EIN HAUS ZUM SEHEN, STAUNEN UND LERNEN

Die Besucher empfängt der hebräische Friedensgruß "Shalom"
Die Besucher empfängt der hebräische Friedensgruß "Shalom"
Das Jüdische Museum Westfalen ist mehr als eine Sammlung von Ausstellungsstücken und Informationen: Die Bibliothek, die Kurs- und Seminarangebote erweitern das Museum zu einem Studienzentrum, das zur Beschäftigung mit der jüdischen Kultur einlädt. In der Dauerausstellung erhält der Besucher einen Einblick in die Geschichte der Juden in Westfalen, die mit dem Holocaust im Dritten Reich ihr Ende fand. Einzelschicksale werden vorgestellt und der historische Zusammenhang aufgezeigt.

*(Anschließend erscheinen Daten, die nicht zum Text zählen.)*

Issue #4033, opened 2026-07-07
fix(executor): stuck-monitor times decomposed tasks from execution start, not...


alekspetrov:
Parent: GH-4028

Fix the stuck-task monitor so stuck_for is computed from the task's execution-start timestamp (when the runner actually begins the subtask fan-out) rather than the queue-enqueue timestamp. Evidence: GH-4021 was evicted at 18:50 with stuck_for=41m0s while subtask 2 was actively running — queue time was 18:09, execution start was 18:34. Locate the timer in the stuck-monitor code path (likely internal/executor/stuck_monitor.go or the autopilot supervisor), switch its reference clock to execution.started_at, and add a table-driven test with a decomposed task whose subtasks legitimately run past the queue-time threshold but not past the start-time threshold — assert no false eviction.

## Scope fence

Implement ONLY the slice described above. The parent issue GH-4028 is decomposed
into sibling sub-issues that cover the rest of its spec — consult the parent
for context, but do NOT implement parts of it that fall outside this subtask.

alekspetrov:
PR #4038 was closed without merging: CI checks failed (Knowledge Graph Drift Gate); fix issue #4039 created to continue this work

This issue will not be retried automatically under its own number — see the reason above for what happens next.

alekspetrov:
✅ Completed as part of GH-4028
PR: https://github.com/qf-studio/pilot/pull/4040

alekspetrov:
PR #4040 was closed without merging: CI checks failed (Knowledge Graph Drift Gate, Knowledge Graph Drift Gate); fix issue #4042 created to continue this work

This issue will not be retried automatically under its own number — see the reason above for what happens next.

alekspetrov:
✅ PR merged successfully!

| Metric | Value |
|--------|-------|
| PR | #4045 |
| Branch | `pilot/GH-4033` |
| Time to merge | 6m26s |

alekspetrov:
✅ PR merged successfully!

| Metric | Value |
|--------|-------|
| PR | #4045 |
| Branch | `pilot/GH-4033` |
| Time to merge | 7m20s |

alekspetrov:
✅ PR merged successfully!

| Metric | Value |
|--------|-------|
| PR | #4045 |
| Branch | `pilot/GH-4033` |
| Time to merge | 50m22s |

Issue #4021, opened 2026-07-07
fix(github/sdk-poller): auto-retry path bypasses completed-execution guard — re-dispatches shipped task, orphan-row delete races waiter into false task_failed alert (GH-3992)


alekspetrov:
## Context (GH-3992, 2026-07-07, daemon v2.230.0→v2.232.1)

Retry-2 of GH-3992 completed 17:51:06 (+02:00) creating PR #4018 (merged 17:58:56 → v2.233.0, issue closed `pilot-done`). The normal dispatch path correctly skipped at 17:51:42: `Skipping re-dispatch — completed execution exists`. But at 17:56:47 — 5 minutes **after** the completed execution existed — the auto-retry path fired anyway:

```
17:51:41 INFO  Issue was processed but status labels removed, allowing retry   number=3992
17:56:47 INFO  Auto-retrying pilot-retry-ready issue   number=3992 retry_label=pilot-retry-1
17:57:04 INFO  Task queued   execution_id=fd53446c task_id=GH-3992   ← third, redundant run
18:01:46 INFO  Deleting orphan running row (task already completed)   execution_id=fd53446c
18:01:47 ERROR Failed to process issue   number=3992 error="failed waiting for execution: failed to get execution: sql: no rows in result set"
18:01:47 INFO  alert fired   rule=task_failed severity=warning delivered_to=[slack-engineering]
```

Confirmed on v2.232.1 (post-#4008/#4016), so this is distinct from the already-queued spam fix.

## Defects

1. **Auto-retry bypasses the completed-execution guard**: the `Auto-retrying pilot-retry-ready issue` path dispatches without the `HasCompletedExecution`-style check that protects normal dispatch (`internal/adapters/github/poller.go:1046,1478` equivalents on the SDK path).
2. **Retry labels not cleared on success**: `pilot-retry-1`/`pilot-retry-ready` survived the successful retry-2 + merge, arming the redundant third dispatch. (Same staleness seen on closed #4006.)
3. **Orphan-row deletion races the waiter**: `internal/executor/dispatcher.go:285` deletes the running row while the poller handler is blocked in its wait (`cmd/pilot/handler_common.go:158`); the waiter surfaces `sql: no rows` as a task failure → **false task_failed alert for shipped work**. The waiter (or deletion path) should resolve no-rows-because-completed as success/no-op.
4. Minor: the killed third run left a stale registered worktree `pilot-worktree-GH-3992-1783439824079474000`.

## Fix

[...]

Issue #405, opened 2026-02-04
feat(executor): add planning mode for epics (GH-385 Phase 2)


alekspetrov:
## Phase 2 of GH-385: Epic Roadmap Workflow

**Depends on:** Phase 1 (epic detection) ✅ merged in v0.14.3

### Goal

When an epic task is detected, run Claude Code in `--plan` mode first to generate subtasks.

### Implementation

**File:** `internal/executor/runner.go`

1. Add `PlanEpic()` method:
```go
func (r *Runner) PlanEpic(ctx context.Context, task *Task) (*EpicPlan, error) {
    // Build planning prompt
    prompt := fmt.Sprintf("Plan the implementation for this epic task. Break it down into 3-5 sequential subtasks.\n\nTask: %s\n\n%s", task.Title, task.Description)
    
    // Run Claude Code with --plan flag
    cmd := exec.CommandContext(ctx, "claude", "--plan", "-p", prompt)
    output, err := cmd.Output()
    
    // Parse output for numbered steps
    subtasks := parseSubtasks(output)
    
    return &EpicPlan{
        ParentTask: task,
        Subtasks:   subtasks,
    }, nil
}
```

2. Add parsing logic for subtask extraction:
```go
func parseSubtasks(output []byte) []PlannedSubtask {
    // Look for numbered patterns: "1. ", "Step 1:", etc.
    // Extract title and description for each
    // Return structured subtasks
}
```

**File:** `internal/executor/types.go`

3. Add new types:
```go
type EpicPlan struct {
    ParentTask   *Task
    Subtasks     []PlannedSubtask
    TotalEffort  string
    PlanOutput   string  // raw Claude output for reference
}

type PlannedSubtask struct {
    Title       string
    Description string
    Order       int
    DependsOn   []int  // indices of subtasks this depends on
}
```

### Integration Point

In `runner.go` `Execute()` method, before normal execution:
```go
if task.Complexity.IsEpic() {
    plan, err := r.PlanEpic(ctx, task)
    if err != nil {
        return nil, fmt.Errorf("epic planning failed: %w", err)
    }
    // Return plan for dispatcher to create sub-issues
    return &ExecutionResult{
        EpicPlan: plan,
        IsEpic:   true,
    }, nil
}
```

### Tests

Add tests in `runner_test.go`:
- Epic task triggers planning mode
- Plan output is parsed correctly
- Subtasks are extracted with correct order
- Empty plan returns error

### Acceptance Criteria

[...]

PR #4038, opened 2026-07-07
fix(executor): refresh epic parent's stuck-monitor entry per child execution (GH-4033)

alekspetrov:
## Summary
- `executeSubIssuesTracked` (the live GH-405/412 epic sub-issue fan-out) posted per-child progress to GitHub via `UpdateIssueProgress`, a `gh issue comment` call that never reaches the alerts engine. The parent's `taskLastProgress` entry was only touched once, right before the sequential loop started, then frozen for the entire run — each child executes under its own task ID, so its own progress never touched the parent's entry either.
- On a long epic this let `stuck_for` be measured from that one-time pre-loop timestamp instead of the most recent child's actual execution start, so the orphan-eviction sweep (4x the stuck threshold) could evict a parent whose child was still legitimately executing. Matches the GH-4021 incident: evicted with `stuck_for=41m0s` while sub-issue 2 was actively running.
- Fix: report progress under the parent's own task ID at each child's execution start (`internal/executor/epic.go`), mirroring the pattern the (unwired — `TaskDecomposer`/`decompose.go` has no `SetDecomposer` call site in production) subtask-decompose path already used correctly. This switches the stuck-monitor's effective reference clock from the queue/pre-loop timestamp to real execution activity.

## Test plan
- [x] `go build ./...`
- [x] `go test ./internal/executor/... ./internal/alerts/...`
- [x] `golangci-lint run --new-from-rev=origin/main ./...`
- [x] New table-driven regression test `TestEngine_EvaluateStuckTasks_EpicParentRefreshedByChildExecution` (`internal/alerts/engine_test.go`) reproduces the exact GH-4021 timing (`stuck_for=41m0s`) and asserts no false eviction when a child is actively executing past the queue-time threshold but not the execution-start threshold.
- [x] New wiring test `TestExecuteSubIssuesTracked_TouchesParentProgressPerChild` (`internal/executor/epic_test.go`) confirms the parent's task ID receives a progress event per child start.

### DIFF
--- a/.agent/knowledge/memories/pitfalls/mem-089.md
+++ b/.agent/knowledge/memories/pitfalls/mem-089.md
@@ -1,0 +1,24 @@
+# Pitfall: Epic parent's stuck-monitor entry freezes once sub-issue execution starts — false eviction on long sequential epics
+
+## Summary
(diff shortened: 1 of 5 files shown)


alekspetrov:
This PR was closed without merging: CI checks failed (Knowledge Graph Drift Gate); fix issue #4039 created to continue this work

CI run: https://github.com/qf-studio/pilot/commit/dbb350a146b46f7de48608dc5fd505b795672a39/checks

Persönliche Schicksale sind ein Bestandteil der Ausstellung.
Persönliche Schicksale sind ein Bestandteil der Ausstellung.
Der Schwerpunkt des Museums liegt auf der anschaulichen Präsentation jüdischer Traditionen. Der Gang durch die Ausstellungsräume orientiert sich am religiösen Festkreis. Hier erfährt der Besucher, welche Feiern den jüdischen Jahreskreis gliedern und welche Zeremonien neue Lebensabschnitte eines jüdischen Gläubigen einläuten. Bücher, liturgische Gegenstände und andere Kostbarkeiten erwarb der Trägerverein des Museums bei jüdischen Händlern unter anderem in London, Wien und Israel. Beim Auktionshaus Sotheby's in New York ersteigerten Vereinsmitglieder einen wertvollen Becher, der eine lange Reise hinter sich hatte - er gehörte ursprünglich dem Münsteraner Rabbiner Abraham Sutro.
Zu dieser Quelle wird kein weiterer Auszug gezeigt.